Depending upon how the weight error is calculated, we have two types of weithg penalty - L1 & L2. L1 penalty is calculated by summing over the absolute value of the weights and the L2 penalty is calculated using their mean square value. Each has its own peculiarities and advantages. We cannot use derivatives with L1 penalty - so it cannot be used with simple gradient methods. It requires solving a convex optimization problem. But it has some major advantages. It drives some weights exactly to zero and it learns sparse models. This is particularly useful when we have too many features. Regularization based on L1 penalty helps us identify the important ones. L2 penalty is based on mean square sum of the weights. This is differentiable and can gracefully fit into the gradient descent algorithm.
It is often found that all the features are not orthogonally independent. In such cases, it does help to spend some time trying to rework the features into orthogonal features - that are much less in number. With the reduction in the number of features, the problem of gradient descent is much simpler and the chances of overfitting are significantly reduced.
It is not a simple task to identify orthogonal features when we have thousands of them - and we know nothing about their interdependence. But we have some interesting algorithms that help us with the task.
At times, we notice that the value added by some features is less than the problem. In such scenario, it helps to just discard some dimensions.

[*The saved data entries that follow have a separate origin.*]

PR #681, opened 2025-07-11
Conditional Rung Gating

Dweblenod:
Uses the existing Condition infrastructure to replace the Entry rung config. Now each rung can require a unique player specific Condition in order to progress.

### DIFF
--- a/src/main/java/com/mraof/minestuck/client/gui/playerStats/EcheladderScreen.java
+++ b/src/main/java/com/mraof/minestuck/client/gui/playerStats/EcheladderScreen.java
@@ -38,7 +38,6 @@ public class EcheladderScreen extends PlayerStatsScreen
 	
 	private static final ResourceLocation guiEcheladder = ResourceLocation.fromNamespaceAndPath("minestuck", "textures/gui/echeladder.png");
 	
-	private static final int LADDER_X_OFFSET = 163;
 	private static final int RUNG_Y = 14;
 	private static final int VISIBLE_RUNG_COUNT = 12;
 	
@@ -81,12 +80,9 @@ public class EcheladderScreen extends PlayerStatsScreen
 		rungBars.clear();
 		for(int i = 0; i <= ClientRungData.getFinalRungIndex(); i++)
 		{
-			Component name = Component.translatable(I18n.exists("echeladder.rung." + i) ? I18n.get("echeladder.rung." + i) : "Rung " + (i + 1));
+			Component name = I18n.exists("echeladder.rung." + i) ? Component.translatable("echeladder.rung." + i) : Component.literal("Rung " + (i + 1));
 			
-			Optional<String> tooltip = Optional.empty();
-			String description = ClientRungData.getData(i).description().orElse("");
-			if(!description.isEmpty())
-				tooltip = Optional.of(description);
+			Optional<String> tooltip = ClientRungData.getData(i).description();
 			
 			RungBar rungBar = new RungBar(xOffset + 90, yOffset + 175 - i * RUNG_Y, 146, RUNG_Y, name, tooltip, i);
 			rungBars.add(rungBar);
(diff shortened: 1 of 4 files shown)


src/main/java/com/mraof/minestuck/client/gui/playerStats/EcheladderScreen.java
```diff
@@ -65,39 +67,60 @@ public EcheladderScreen()
...
 		super.init();
-		scrollIndex = Mth.clamp((ClientPlayerData.getRung() - 8) * RUNG_Y, 0, maxScroll);
 		animatedRung = Math.max(animatedRung, lastRung);    //If you gain a rung while the gui is open, the animated rung might get higher than the lastRung. Otherwise they're always the same value.
 		fromRung = lastRung;
 		lastRung = ClientPlayerData.getRung();
+		
+		rungBars.clear();
+		for(int i = 0; i < ClientRungData.getFinalRungIndex() + 1; i++)
+		{
+			Component name = Component.translatable(I18n.exists("echeladder.rung." + i) ? I18n.get("echeladder.rung." + i) : "Rung " + (i + 1));
```
kirderf1, line 84:
```suggestion
			Component name = I18n.exists("echeladder.rung." + i) ? Component.translatable("echeladder.rung." + i) : Component.literal("Rung " + (i + 1));
```

src/main/java/com/mraof/minestuck/client/gui/playerStats/EcheladderScreen.java
```diff
@@ -65,39 +67,60 @@ public EcheladderScreen()
...
+			
+			Optional<String> tooltip = Optional.empty();
+			String description = ClientRungData.getData(i).description().orElse("");
+			if(!description.isEmpty())
+				tooltip = Optional.of(description);
```
kirderf1, line 89: Seems excessive. Is there a particular reason that you structured it this way?
```suggestion
			Optional<String> tooltip = ClientRungData.getData(i).description();
```

src/main/java/com/mraof/minestuck/client/gui/playerStats/EcheladderScreen.java
```diff
@@ -65,39 +67,60 @@ public EcheladderScreen()
...
 		
 		super.render(guiGraphics, mouseX, mouseY, partialTicks);
 		
 		drawTabs(guiGraphics);
 		
-		drawLadder(guiGraphics, currentRung);
+		rungBars.forEach(rungBar -> {
+			rungBar.setY(rungBar.initY + getScrollMod());
+			rungBar.updateVisibility();
+		});
```
kirderf1, line 115: Better to do this before the `super.render()` call, so that they're always up to date when they render.

src/main/java/com/mraof/minestuck/client/gui/playerStats/EcheladderScreen.java
```diff
@@ -332,27 +321,66 @@ public boolean mouseClicked(double xcor, double ycor, int mouseButton)
 		{
 			if(ycor >= yOffset + 35 && ycor < yOffset + 42)
 			{
-				scrollIndex = Mth.clamp(scrollIndex + RUNG_Y, 0, maxScroll);
-				isScrolling = true;
+				scroll = maxScroll;
```
kirderf1, line 324: Click-based scrolling seems kinda off right now. It also looks to have changed from what it was before (though it did seem to be lacking before too, in the sense that only the up/down buttons were press-able, and not the rest of the scrollbar)

src/main/java/com/mraof/minestuck/client/gui/playerStats/EcheladderScreen.java
```diff
@@ -332,27 +321,66 @@ public boolean mouseClicked(double xcor, double ycor, int mouseButton)
...
+			this.initY = initY;
+			this.rung = rung;
+			tooltip.ifPresent(string -> setTooltip(Tooltip.create(Component.translatable(string))));
+		}
+		
+		@Override
+		public void renderWidget(GuiGraphics guiGraphics, int mouseX, int mouseY, float partialTick)
+		{
+			int x = getX();
+			int y = getY();
```
kirderf1, line 353: The y variable is well-used, but I think x could be used more too, basically anywhere where xOffset is used in this function.

src/main/java/com/mraof/minestuck/client/gui/playerStats/EcheladderScreen.java
Dweblenod: Yeah, im not sure where it broke. This PR does nothing to change functionality and it remains the case that only the arrows can be clicked, which sends you to the very top or bottom. Otherwise you must use mouse scrolling

Dweblenod:
Addressed comments!

src/main/java/com/mraof/minestuck/client/gui/playerStats/EcheladderScreen.java
kirderf1: I'll leave this to be solved separately then.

The root of overfitting is the limitted training data set - because the amount of data available is much less than what is required to train the model for all its features. Naturally there are two ways to solve this problem - reduce the number of features or increase the data. Dimensionality reduction takes the first approach and Data augmentation takes the second.
It is often possible to use the existing data set to generate a larger amount of data to better train the model. Of course it is not possible to generate more information that is already available in the available data. But it is possible to pump up the information using your knowledge about the domain and the model being trained. For example, image data can be easily augmented by flipping the images of sliding about etc - because we know how the images work.
Another way to ensure that no single weight can drive the model crazy is skipping or forcing some weights to zero on every sample processed in the of the iteration. This makes sure each weight independently learns the information well enough to contribute to the net output rather than developing a tendency to drag it away.
Again, this may not be so intuitive. To understand this, we can look at overfitting from another perspective. Overfitting is caused when the model is too rich. In such a scenario, we end up with some parts of the model that do not add value to the model. We need to ensure that each component of the model adds value - thus the overall model is better than each component.
To do this, we train parts of the model and put them together. This works well. But if the parts of the model are not united, we get little value compared to the scenario that entire model goes together. To get the best of both the worlds, we implement dropouts. Here, we randomly drop parts of the model - set some weights to 0 for each epoch.
This ensures that each part of the model works in coordination with the rest of the model and also each weight contributes value to the entire model.
Of course, we need good amount of data to train the models well and avoid overfitting. The above methods can help us get more and more value out of the available data. But that cannot eradicate the need for data. If nothing else works, we have no choice but to go back and collect more data.